THE PROBLEM ▸
Each line of the records that holds the word "temporal" should be copied out.

━━━ TASK MATERIAL

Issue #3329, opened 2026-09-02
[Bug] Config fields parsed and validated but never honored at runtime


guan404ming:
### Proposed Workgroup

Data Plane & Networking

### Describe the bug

━━━━━━
━━━ TASK MATERIAL

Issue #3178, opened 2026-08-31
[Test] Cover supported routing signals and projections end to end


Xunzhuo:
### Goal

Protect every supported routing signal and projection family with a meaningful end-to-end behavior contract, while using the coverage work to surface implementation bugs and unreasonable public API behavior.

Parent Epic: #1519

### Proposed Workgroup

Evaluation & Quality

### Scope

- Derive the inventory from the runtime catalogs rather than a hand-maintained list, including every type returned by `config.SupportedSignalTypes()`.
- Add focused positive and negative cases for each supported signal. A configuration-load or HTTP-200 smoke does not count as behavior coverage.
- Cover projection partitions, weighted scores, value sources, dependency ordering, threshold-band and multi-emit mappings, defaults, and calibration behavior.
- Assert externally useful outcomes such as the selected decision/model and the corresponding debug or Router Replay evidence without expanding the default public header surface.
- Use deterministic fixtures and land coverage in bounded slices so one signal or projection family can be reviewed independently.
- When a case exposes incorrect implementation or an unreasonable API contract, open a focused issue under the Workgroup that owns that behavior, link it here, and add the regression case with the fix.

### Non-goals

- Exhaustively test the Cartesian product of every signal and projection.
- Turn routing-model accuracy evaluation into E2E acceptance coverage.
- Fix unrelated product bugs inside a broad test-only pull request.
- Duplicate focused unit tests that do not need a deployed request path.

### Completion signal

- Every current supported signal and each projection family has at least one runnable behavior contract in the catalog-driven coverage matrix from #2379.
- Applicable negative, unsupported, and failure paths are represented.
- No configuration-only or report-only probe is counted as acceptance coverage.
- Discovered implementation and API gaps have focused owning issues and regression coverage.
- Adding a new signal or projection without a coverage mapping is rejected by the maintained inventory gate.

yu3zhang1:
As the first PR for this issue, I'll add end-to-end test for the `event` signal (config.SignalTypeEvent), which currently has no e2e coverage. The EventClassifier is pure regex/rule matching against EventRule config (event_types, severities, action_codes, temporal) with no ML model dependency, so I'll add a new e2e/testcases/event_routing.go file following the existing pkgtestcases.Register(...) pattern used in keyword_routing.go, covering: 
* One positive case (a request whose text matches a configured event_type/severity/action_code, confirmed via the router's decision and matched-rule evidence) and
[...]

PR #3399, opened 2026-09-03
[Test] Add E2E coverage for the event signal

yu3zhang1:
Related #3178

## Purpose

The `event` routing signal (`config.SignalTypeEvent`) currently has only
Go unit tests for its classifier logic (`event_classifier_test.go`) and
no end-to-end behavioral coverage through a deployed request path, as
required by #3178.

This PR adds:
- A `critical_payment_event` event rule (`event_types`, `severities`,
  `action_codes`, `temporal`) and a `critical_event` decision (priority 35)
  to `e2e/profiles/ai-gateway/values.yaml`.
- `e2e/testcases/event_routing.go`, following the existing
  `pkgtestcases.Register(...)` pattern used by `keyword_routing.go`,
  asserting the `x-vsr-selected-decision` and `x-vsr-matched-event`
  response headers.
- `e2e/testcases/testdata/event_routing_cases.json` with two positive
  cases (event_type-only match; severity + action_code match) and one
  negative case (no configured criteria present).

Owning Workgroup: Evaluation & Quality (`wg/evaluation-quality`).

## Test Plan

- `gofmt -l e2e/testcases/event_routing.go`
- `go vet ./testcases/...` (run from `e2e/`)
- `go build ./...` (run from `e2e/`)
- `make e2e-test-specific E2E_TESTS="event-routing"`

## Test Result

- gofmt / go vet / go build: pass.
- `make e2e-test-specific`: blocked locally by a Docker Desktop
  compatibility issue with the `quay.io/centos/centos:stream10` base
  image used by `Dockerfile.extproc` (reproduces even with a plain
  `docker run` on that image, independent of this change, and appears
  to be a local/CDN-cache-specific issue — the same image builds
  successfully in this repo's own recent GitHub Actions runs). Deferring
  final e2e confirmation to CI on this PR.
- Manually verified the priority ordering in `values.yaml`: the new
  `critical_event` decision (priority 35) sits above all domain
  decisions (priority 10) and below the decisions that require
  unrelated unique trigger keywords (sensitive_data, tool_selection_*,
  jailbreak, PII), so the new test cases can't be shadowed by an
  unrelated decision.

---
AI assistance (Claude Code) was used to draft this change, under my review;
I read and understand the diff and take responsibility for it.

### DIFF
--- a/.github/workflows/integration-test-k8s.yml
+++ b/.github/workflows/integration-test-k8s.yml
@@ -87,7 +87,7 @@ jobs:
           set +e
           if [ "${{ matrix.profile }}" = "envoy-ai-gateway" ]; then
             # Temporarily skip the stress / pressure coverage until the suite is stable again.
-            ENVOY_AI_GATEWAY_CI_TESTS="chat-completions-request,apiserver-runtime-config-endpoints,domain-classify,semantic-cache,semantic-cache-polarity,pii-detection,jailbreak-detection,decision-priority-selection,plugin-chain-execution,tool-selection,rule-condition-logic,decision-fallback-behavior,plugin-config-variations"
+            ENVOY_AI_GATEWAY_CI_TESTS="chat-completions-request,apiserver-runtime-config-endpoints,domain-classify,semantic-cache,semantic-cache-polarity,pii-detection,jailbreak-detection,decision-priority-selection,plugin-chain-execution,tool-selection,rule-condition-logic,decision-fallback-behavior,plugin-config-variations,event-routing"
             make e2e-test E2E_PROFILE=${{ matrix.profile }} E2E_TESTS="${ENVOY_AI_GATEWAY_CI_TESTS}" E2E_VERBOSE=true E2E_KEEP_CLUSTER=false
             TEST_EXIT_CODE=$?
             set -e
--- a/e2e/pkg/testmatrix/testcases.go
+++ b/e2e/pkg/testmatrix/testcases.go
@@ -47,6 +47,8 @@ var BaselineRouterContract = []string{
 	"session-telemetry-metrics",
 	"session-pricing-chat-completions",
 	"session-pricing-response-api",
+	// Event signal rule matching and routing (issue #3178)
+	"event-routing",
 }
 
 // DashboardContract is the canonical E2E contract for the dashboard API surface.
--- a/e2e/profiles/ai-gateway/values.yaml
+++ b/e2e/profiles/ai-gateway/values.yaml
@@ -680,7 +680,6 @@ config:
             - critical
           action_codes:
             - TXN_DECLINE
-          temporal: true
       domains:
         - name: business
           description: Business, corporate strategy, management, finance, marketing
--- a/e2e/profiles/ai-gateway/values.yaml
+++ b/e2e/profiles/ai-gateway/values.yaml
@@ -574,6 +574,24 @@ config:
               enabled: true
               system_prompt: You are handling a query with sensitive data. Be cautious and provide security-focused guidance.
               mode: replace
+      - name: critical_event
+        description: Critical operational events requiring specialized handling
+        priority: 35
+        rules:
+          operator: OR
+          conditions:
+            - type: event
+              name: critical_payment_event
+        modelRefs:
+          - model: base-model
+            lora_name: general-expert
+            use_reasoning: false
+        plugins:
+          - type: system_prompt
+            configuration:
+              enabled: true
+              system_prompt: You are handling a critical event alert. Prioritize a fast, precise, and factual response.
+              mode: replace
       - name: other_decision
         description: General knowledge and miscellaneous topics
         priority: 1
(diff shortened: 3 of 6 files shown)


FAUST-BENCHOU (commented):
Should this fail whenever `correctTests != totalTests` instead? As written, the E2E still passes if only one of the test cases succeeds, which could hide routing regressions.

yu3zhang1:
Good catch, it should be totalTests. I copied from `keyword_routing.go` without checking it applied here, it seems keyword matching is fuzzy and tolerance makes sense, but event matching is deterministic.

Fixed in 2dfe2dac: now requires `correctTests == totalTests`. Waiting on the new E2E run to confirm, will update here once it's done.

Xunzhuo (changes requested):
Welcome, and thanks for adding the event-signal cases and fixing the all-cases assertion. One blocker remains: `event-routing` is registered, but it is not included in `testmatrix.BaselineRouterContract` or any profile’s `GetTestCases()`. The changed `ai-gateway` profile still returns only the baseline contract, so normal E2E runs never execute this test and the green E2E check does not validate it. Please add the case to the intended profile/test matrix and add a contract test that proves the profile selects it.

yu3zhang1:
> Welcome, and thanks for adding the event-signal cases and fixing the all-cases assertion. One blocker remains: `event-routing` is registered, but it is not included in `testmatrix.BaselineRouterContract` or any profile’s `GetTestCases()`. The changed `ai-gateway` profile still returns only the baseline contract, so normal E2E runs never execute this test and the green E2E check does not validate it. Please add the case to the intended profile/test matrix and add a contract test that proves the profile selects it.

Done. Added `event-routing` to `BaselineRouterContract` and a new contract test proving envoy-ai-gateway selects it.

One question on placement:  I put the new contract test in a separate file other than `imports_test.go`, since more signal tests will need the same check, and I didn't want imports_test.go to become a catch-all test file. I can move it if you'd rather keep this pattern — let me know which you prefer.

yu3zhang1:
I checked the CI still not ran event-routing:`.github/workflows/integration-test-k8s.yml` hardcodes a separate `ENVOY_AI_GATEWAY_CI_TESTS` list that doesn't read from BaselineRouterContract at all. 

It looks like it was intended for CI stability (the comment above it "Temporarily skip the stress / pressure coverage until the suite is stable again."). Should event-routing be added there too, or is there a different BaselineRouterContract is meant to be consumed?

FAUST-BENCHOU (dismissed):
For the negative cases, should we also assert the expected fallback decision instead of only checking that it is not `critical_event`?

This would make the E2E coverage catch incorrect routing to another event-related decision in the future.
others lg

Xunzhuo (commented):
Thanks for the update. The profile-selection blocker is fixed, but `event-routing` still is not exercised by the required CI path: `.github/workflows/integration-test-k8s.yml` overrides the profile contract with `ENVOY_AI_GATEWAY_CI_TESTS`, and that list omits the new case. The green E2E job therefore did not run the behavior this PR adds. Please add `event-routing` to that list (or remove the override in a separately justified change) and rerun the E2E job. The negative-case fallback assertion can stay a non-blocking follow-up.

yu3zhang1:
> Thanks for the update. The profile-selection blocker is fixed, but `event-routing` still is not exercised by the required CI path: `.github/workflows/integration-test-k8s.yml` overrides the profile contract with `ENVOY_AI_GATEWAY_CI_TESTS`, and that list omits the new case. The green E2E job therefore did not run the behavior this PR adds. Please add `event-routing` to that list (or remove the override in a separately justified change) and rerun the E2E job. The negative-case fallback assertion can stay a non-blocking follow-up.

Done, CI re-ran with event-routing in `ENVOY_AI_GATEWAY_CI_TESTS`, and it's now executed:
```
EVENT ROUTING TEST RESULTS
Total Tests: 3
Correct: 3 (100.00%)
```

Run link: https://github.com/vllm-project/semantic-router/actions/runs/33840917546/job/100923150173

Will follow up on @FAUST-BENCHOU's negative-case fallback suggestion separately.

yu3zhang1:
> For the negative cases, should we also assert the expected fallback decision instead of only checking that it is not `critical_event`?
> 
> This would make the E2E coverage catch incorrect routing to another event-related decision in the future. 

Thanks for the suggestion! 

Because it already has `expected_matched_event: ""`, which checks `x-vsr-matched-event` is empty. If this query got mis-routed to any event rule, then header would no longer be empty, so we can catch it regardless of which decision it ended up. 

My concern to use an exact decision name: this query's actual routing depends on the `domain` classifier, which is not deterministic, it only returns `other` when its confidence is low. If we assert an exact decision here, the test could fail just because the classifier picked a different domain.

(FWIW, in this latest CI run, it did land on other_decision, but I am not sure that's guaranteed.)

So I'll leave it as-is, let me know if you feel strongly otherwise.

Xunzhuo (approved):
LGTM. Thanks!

━━━━━━

YOUR RESPONSE ▸
As the first PR for this issue, I'll add end-to-end test for the `event` signal (config.SignalTypeEvent), which currently has no e2e coverage. The EventClassifier is pure regex/rule matching against EventRule config (event_types, severities, action_codes, temporal) with no ML model dependency, so I'll add a new e2e/testcases/event_routing.go file following the existing pkgtestcases.Register(...) pattern used in keyword_routing.go, covering: 
  `action_codes`, `temporal`) and a `critical_event` decision (priority 35)
-          temporal: true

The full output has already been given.